Can someone share the supported languages for this model?
The model was trained specifically for English language retrieval.
@lukemerrick Are there any plans to bring out a multilingual version? That would be very valuable! If you have recommendations for multilingual alternatives, those are welcome too.
What language(a) are you trying to support, @BramVanroy ? I don't think my team maintains any kind of public roadmap I can share, but we always appreciate user input!
@lukemerrick I'd be really happy to get some more powerful models for Dutch out there. I've been training a lot of generative models, but for retrieving/embedding we could really use new, high quality models such as Snowflake has provided for English!
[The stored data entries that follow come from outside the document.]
PR #672, opened 2018-10-24
update deps for nodejs 10+

Async0x42:
update all deps


Async0x42:
> package-lock seems to be redundant

Recently I've seen it become more common to ensure the deps match exactly w/ a successful build. If it's not required for this then that's fine.

Siemienik:
@Async0x42 I prefer keep libraries up to date, because when some deps becomes making troubles, it is two possible ways to choose:
1. froze last properly worked version
2. update our code to be up to date

Siemienik:
@Async0x42 Thank you for PL ;)

Async0x42:
> @Async0x42 I prefer keep libraries up to date, because when some deps becomes making troubles, it is two possible ways to choose:
> 
> 1. froze last properly worked version
> 2. update our code to be up to date

It's what I do for my private repos; works for me!

Siemienik:
@Async0x42 have You any idea how fix travis for node v6?

Async0x42:
> @Async0x42 have You any idea how fix travis check for node v6?

Off-hand, I don't to be honest, and I won't have time to dig into it for a little while. Node v6 will be EOL itself in ~2 months (April 2019), would it be OK to just drop support for that a little early?

Ref: https://github.com/nodejs/Release

alubbe:
Should we merge this on 1st of May, when node 6 is no longer supported? :)

Siemienik:
@alubbe @guyonroche , so, v6 is EOL, we should update our Travis.

Siemienik:
https://github.com/exceljs/exceljs/pull/803

package.json
```diff
@@ -70,51 +70,50 @@
...
+    "fast-csv": "^2.4.1",
+    "jszip": "^3.1.5",
+    "moment": "^2.22.2",    
     "unzipper": "^0.9.7",
-    "promish": ">=5.0.2",
-    "sax": "^1.2.2",
-    "tmp": "^0.1.0"
+    "promish": "^5.1.1",
+    "sax": "^1.2.4",
+    "temp": "0.8.3"
```
alubbe: We still want tmp over temp, right?

Siemienik: right,
is it now correct?

PR #679, opened 2018-10-30
Update README.md

hewford:
Please create a demo as to how to send from server to client and download to computer. writefile only writes to the app.


Siemienik:
@hewford please use issues for request like that

PR #695, opened 2018-11-21
Avoid zip parsing when stream gets closed

johnmalkovich100:
If the source stream is dead due some reasons, then no need to continue parsing zip.
Right now in a case of the error, zip is still parsing data even if the source stream is already broken or destroyed which leads to memory leaks and high memory consumption.

We can reproduce this when we interrupt parsing for the big excel files.


alubbe:
Would be awesome to see this land - please let us know @guyonroche if you need any additional info or code to get this merged

johnmalkovich100:
The root problem in the unzip lib

PR #4, opened 2015-07-10
added some more parameters for metadata transformation

dweidenfeld:
added
- Last-Modified
- Display-Url
- Crawl-Once
- Lock

as parameters to be passed through to the metadata/document transformer, so that you can modify metadata based on more information

### DIFF
--- a/src/com/google/enterprise/adaptor/LoggingFilter.java
+++ b/src/com/google/enterprise/adaptor/LoggingFilter.java
@@ -37,6 +37,7 @@ class LoggingFilter extends Filter {
 
   @Override
   public void doFilter(HttpExchange ex, Filter.Chain chain) throws IOException {
+    long startMillis = System.currentTimeMillis();
     try {
       log.fine("beginning");
       logRequest(ex);
@@ -51,6 +52,7 @@ class LoggingFilter extends Filter {
       throw e;
     } finally {
       logResponse(ex);
+      logDurationInMillis(ex, startMillis);
       log.fine("ending");
     }
   }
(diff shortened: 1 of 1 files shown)


dweidenfeld:
(1) is fixed

(2) is fixed with as good as I could do it. Is there some rule how to group your imports?
I installed the google-code-style.xml in my IntelliJ, so I thought that this should work for you ;)

BrettMichaelJohnson:
On Jul 16, 2015, at 12:50 AM, Dominik Weidenfeld notifications@github.com wrote:

> (1) is fixed
> 
> (2) is fixed with as good as I could do it. Is there some rule how to group your imports?

The rules for grouping and sorting imports are outlined
in the Google Java style guide: 
https://google-styleguide.googlecode.com/svn/trunk/javaguide.html#s3.3-import-statements

The import statements were in the correct order and
spacing in the original file, and you neither added nor

removed any.  So simply restoring the imports to their
original arrangement should suffice.

Your pull request also contains numerous changes in 
whitespace with no other functional code changes.
Some were changes in indentation, but most were
deleting trailing whitespace on lines.
This is discouraged for several reasons.  It makes
it difficult for us as reviewers to focus on your 
actual functional changes.  It also pollutes the 
version control history for those lines.

When problems are found with a particular piece of
code, we often use git blame to determine the author
and commit revision where that code was introduced
or modified.  We then examine all the changes for that
particular commit, the log entry, and the code review,
to try to understand why the code was written as it
was.  Gratuitous changes alter that history.

Since more than half of the changes in the code
are non-functional changes (re-ordering the imports
and changing whitespace), you may find it more
convenient to use git reset to restore the files to their
original state, then re-apply just your changes to 
the transform() method.

—
Brett M. Johnson

PapaJoltOmega:
Thanks Brett for the nice explanation.

I've added a couple of comments to the 2nd commit.

Thank you for this work,
PJ

dweidenfeld:
Thank you for your response. I will change the code style and implement the checks as you wanted (maybe beginning next week).
The code style changes has only been made because the IDE optimises the code on save automatically. I will try to revert my changes completely and only add my changes (maybe with a normal text editor).

PR #5, opened 2015-07-13
content transformer

dweidenfeld:
added the possibility to change the content from each adaptor by an external transformer. the function is nearly equal to the metadata transformer but handles the content.

### DIFF
--- a/src/com/google/enterprise/adaptor/LoggingFilter.java
+++ b/src/com/google/enterprise/adaptor/LoggingFilter.java
@@ -37,6 +37,7 @@ class LoggingFilter extends Filter {
 
   @Override
   public void doFilter(HttpExchange ex, Filter.Chain chain) throws IOException {
+    long startMillis = System.currentTimeMillis();
     try {
       log.fine("beginning");
       logRequest(ex);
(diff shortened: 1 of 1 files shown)


PapaJoltOmega:
Thank you for your work.
I've left a couple of comments regarding following Google's style guide for Java source code.

Further, could you please add an example into the adaptor/examples directory?  Something simple like converting lower case to upper case.  I'd like to see better how this approach works in practice.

By the way, the Netherlands Forensic Institute has released some datasets translated to Dutch in case anyone is looking for training data: https://huggingface.co/NetherlandsForensicInstitute
@BramVanroy @Mazyod Come check out our new multilingual models! https://huggingface.co/Snowflake/snowflake-arctic-embed-l-v2.0
This is really cool, we have downloaded it already to benchmark it against other Arabic embedding models. Thanks!!